(Collected data entries)
● ● ● ● ● ● ●

PR #235, opened 2026-02-24
Convert negative interest payments into liabilities payments

pet-zh:
Negative bank account payments are invalid according to the official validator and must therefore be recorded as liabilities.

### DIFF
--- a/src/opensteuerauszug/calculate/cleanup.py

● ● ● ● ● ● ●

How to complete this task:
Reproduce the lines from the one containing "Negative bank account" to the end of the entries, keeping both ends and adding nothing.

Expected answer:
Negative bank account payments are invalid according to the official validator and must therefore be recorded as liabilities.

### DIFF
--- a/src/opensteuerauszug/calculate/cleanup.py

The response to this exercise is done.